Exploring the Relationship Between Model Architecture and In-Context Learning Ability

Lee, Ivan, Jiang, Nan, Berg-Kirkpatrick, Taylor

arXiv.org Artificial Intelligence 

What is the relationship between model architecture and the ability to perform in-context learning? In this empirical study, we take the first steps toward answering this question. We evaluate twelve model architectures capable of causal language modeling across a suite of synthetic in-context learning tasks. These selected architectures represent a broad range of paradigms, including recurrent and convolution-based neural networks, transformers, state-space model inspired, and other emerging attention alternatives. We discover that all the considered architectures can perform in-context learning under a wider range of conditions than previously documented. Additionally, we observe stark differences in statistical efficiency and consistency by varying context length and task difficulty. We also measure each architecture's predisposition towards in-context learning when presented with alternative routes for task resolution. Finally, and somewhat surprisingly, we find that several attention alternatives are more robust in-context learners than transformers.
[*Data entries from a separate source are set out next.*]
Issue #266, opened 2016-07-12
Self update is not detecting the installed version


javiereguiluz:
A Symfony user tweeted about a possible error in the self-update command: https://twitter.com/fabricebaumann/status/752844734717198337

This week I'm too busy to verify or fix the error. Any help here would be greatly appreciated. Thanks!

javiereguiluz:
Closing it as fixed by #269.

PR #269, opened 2016-07-15
#266 Self update is not detecting the installed version

asvinours:
When the self-update command is initialized, the current version and latest version of the installer are not initialized.
The code is currently comparing NULL with NULL, which returns true.

By adding the parent::initialize() call, the DownloadCommand set the current and latest version of the installer, and then the version_compare function is actually really comparing the real versions.

### DIFF
--- a/src/Symfony/Installer/DownloadCommand.php
+++ b/src/Symfony/Installer/DownloadCommand.php
@@ -65,12 +65,12 @@ abstract class DownloadCommand extends Command
     /**
      * @var string The latest installer version
      */
-    private $latestInstallerVersion;
+    protected $latestInstallerVersion;
 
     /**
      * @var string The version of the local installer being executed
      */
-    private $localInstallerVersion;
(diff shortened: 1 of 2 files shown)


Archmonster:
Was about to post a reply to the bug report, but since you've already submitted a pull request i'm going to reply to you.

While it is true that the issue is version_compare not receiving the correct values, it does not solve the underlying issue, which is storing version numbers in private properties of DownloadCommand, and then trying to use / override them from a subclass. Both $latestInstallerVersion and $localInstallerVersion should be made protected instead of private and if you rely on parent::initialize() to set their values you should remove the duplicated code from SelfUpdateCommand::initialize().

asvinours:
I have updated my pull request to remove duplicated code and change the scope of the attributes of the DownloadCommand.

javiereguiluz:
Fabrice, thank you very much for reporting this error in the first place and then, for providing the pull request to fix it. Thanks!

PR #272, opened 2016-07-22
Added an option to force the installer update

javiereguiluz:
In the past, I introduced several bugs that prevented to update the installer: first it was a server-side issue with version numbers ... and then it was a client-side issue while comparing versions (see #266). The only solution in those cases is to re-install the installer 😢 

To avoid further issues, I propose to add a `--force-update (-f)` option that updates the local installer to whichever version is published by Symfony, without checking or comparing any version.


xabbuh:
👍

PR #30, opened 2019-04-09
ifgram_inversion: bug fixed while runing in command line

yunjunz:


2gotgrossman:
Did you mean to make changes to `save_roipac.py` and `plot.py`?

2gotgrossman:
If you didn't mean to, that could be a good reason to follow the standard Pull Request process 😄

yunjunz:
They are not really related with ifgram_inversion. I used to attached them together and wrote another line of message, to avoid too many commits. Is it recommend to have them pushed separated?

PR #32, opened 2019-04-09
Added Dask config defaults & fixed #31

### LINKED ISSUE #31: Dask Throws Exception Once in a While due to `gamma` import
This Exception used to be thrown once in a while when running with Dask, but now it is thrown consistently (the last 4 times I have run the code with Dask).

@yunjunz , you mentioned that we could just add the `gamma` function to our code and that would solve the problem. Is that still possible? 

```
  File "pysar/ifgram_inversion.py", line 1220, in <module>
    main()
  File "pysar/ifgram_inversion.py", line 1211, in main
    ifgram_inversion(inps.ifgramStackFile, inps)
  File "pysar/ifgram_inversion.py", line 1117, in ifgram_inversion
    for future, result in as_completed(futures, with_results=True):
  File "/nethome/dwg11/anaconda2/envs/pysar_new/lib/python3.6/site-packages/distributed/client.py", line 3858, in __next__
    return self._get_and_raise()
  File "/nethome/dwg11/anaconda2/envs/pysar_new/lib/python3.6/site-packages/distributed/client.py", line 3849, in _get_and_raise
    six.reraise(*result)
  File "/nethome/dwg11/anaconda2/envs/pysar_new/lib/python3.6/site-packages/six.py", line 692, in reraise
    raise value.with_traceback(tb)
  File "/nethome/dwg11/anaconda2/envs/pysar_new/lib/python3.6/site-packages/distributed/protocol/pickle.py", line 59, in loads
    return pickle.loads(x)
  File "/nethome/dwg11/anaconda2/envs/pysar_new/lib/python3.6/site-packages/numpy/core/__init__.py", line 149, in _ufunc_reconstruct
    return getattr(mod, name)
AttributeError: module '__mp_main__' has no attribute 'gamma'
```

2gotgrossman:
This commit is larger than I'd like it to be but it includes the following changes:
1. Creation and use of Dask configuration using [Dask's configuration setup](http://jobqueue.dask.org/en/latest/configuration-setup.html)
2. A fix of #31, where Dask workers cannot find the `gamma` function and therefore throw an exception
3. Moving the imports for Dask to the top of `ifgram_inversion.p`
4. Updates to the documentation
5. Having the code where `inps.parallel` is False be before the parallel case. I think this makes the code more readable

@yunjunz could you please test to make sure the `inps.parallel = False`  case works?

Also, once this Pull Request is merged, you should be able to run Dask on Pegasus!!!

### DIFF
--- a/pysar/ifgram_inversion.py
+++ b/pysar/ifgram_inversion.py
@@ -10,6 +10,7 @@
 
 import os
 import re
+import sys
 import time
 import argparse
 import h5py
@@ -18,6 +19,12 @@ from scipy import linalg   # more effieint than numpy.linalg
 from scipy.special import gamma
 from pysar.objects import ifgramStack, timeseries
 from pysar.utils import readfile, writefile, ptime, utils as ut
+
+# Imports for parallel execution
+from dask.distributed import Client, as_completed
+# dask_jobqueue is needed for HPC.
+# PBSCluster (similar to LSFCluster) should also work out of the box
+from dask_jobqueue import LSFCluster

Given that such approaches have constant-sized memory footprints at inference time, this result opens the possibility of scaling up in-context learning to accommodate vastly larger numbers of in-context examples. In-context learning (ICL) refers to the ability to learn new tasks at inference time, using only inputoutput pair exemplars as guidance. Radford et al. (2019) demonstrate early signs of this ability in GPT-2, a causal transformer (Vaswani et al., 2017). ICL was further popularized by GPT-3 (Brown et al., 2020), a large language model with the same architectural foundation but augmented with greater capacity and trained on large-scale data. By simply adjusting a natural language prompt, it was shown that GPT-3 could adapt to new tasks, such as translation and question answering, without updating any of its parameters.